### What this task involves
List every line below containing "checks".

### Materials provided

PR #2867, opened 2026-09-09
ci: add Claude Code commit validation skill

vvoronko:
## Summary

- Adds `osc-commit` Claude Code skill that enforces commit conventions from `docs/CONTRIBUTING.md`
- The skill validates build/lint, commit message format, and sign-off before creating commits
- Detects which Go module (operator root vs `test/e2e`) was affected and runs the appropriate checks

## What the skill enforces

| Step | Check | Details |
|---|---|---|
| 1. Pre-flight | Build & lint | Operator root: `make fmt vet && go build ./...`; E2E: `cd test/e2e && go build/vet` |
| 2. Staging | File review | No `git add -A`, re-stage after edits, no secrets |
| 3. Message format | Subsystem prefix | One of: `feat:` `fix:` `docs:` `test:` `ci:` `build:` `refactor:` `perf:` `chore:` `api:` `controller:` `webhook:` `peerpods:` `monitor:` |
| 3. Message format | Subject line | Max 80 characters including prefix |
| 3. Message format | Body | Required, lines max 150 chars (non-alpha-start lines exempt) |
| 3. Message format | JIRA reference | Optional `Fixes: rhjira#KATA-XXXX` |
| 4. Commit | Sign-off | Always `git commit -s`, never fabricate identity |
| 5. Post-commit | Validation | `./hack/commit-msg-check.sh origin/devel HEAD` |
| 6. Report | Summary | `git log --oneline -1`, `git diff --stat`, checker result |

## Verification

This commit was created using the skill's own steps as a dry run:

```
$ git status
Changes to be committed:
  new file:   .claude/skills/osc-commit/SKILL.md

$ ./hack/commit-msg-check.sh origin/devel HEAD
Checking commits from origin/devel to HEAD
All commit messages are valid.

$ git log --oneline -1
8e6a740e ci: add Claude Code commit validation skill

$ git diff --stat HEAD~1
 .claude/skills/osc-commit/SKILL.md | 101 +++++++++++++++++++++++++++
 1 file changed, 101 insertions(+)
```

No Go code changed — build/lint pre-flight was not applicable for this commit.

## Test plan

- [ ] Verify skill triggers when asking Claude Code to commit in this repo
- [ ] Verify correct module detection (operator root vs test/e2e)
- [ ] Verify commit-msg-check.sh passes on skill-produced commits

### DIFF
--- a/.claude/skills/osc-commit/SKILL.md
+++ b/.claude/skills/osc-commit/SKILL.md
@@ -1,0 +1,101 @@
+---
+name: osc-commit
+description: >-
+  Validates and creates commits in the sandboxed-containers-operator repo.
+  Enforces commit message format, sign-off, and pre-commit checks from
+  docs/CONTRIBUTING.md. Trigger when the user asks to commit changes.
+---
+
+# OSC Commit Skill
+
+When this skill is triggered, follow every step below before creating the commit.
+Do not skip steps. If any step fails, stop and report the failure.
+
+## 1. Pre-flight checks
+
+Determine which Go modules were affected by the staged changes, then run the
+appropriate build and lint commands.
+
+**Operator root module** (changes outside `test/e2e/`):
+
+```bash
+make fmt vet
+go build ./...
+```
+
+**E2E test module** (changes under `test/e2e/`):
+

### Answer to the exercise
- Detects which Go module (operator root vs `test/e2e`) was affected and runs the appropriate checks
+  Enforces commit message format, sign-off, and pre-commit checks from
+## 1. Pre-flight checks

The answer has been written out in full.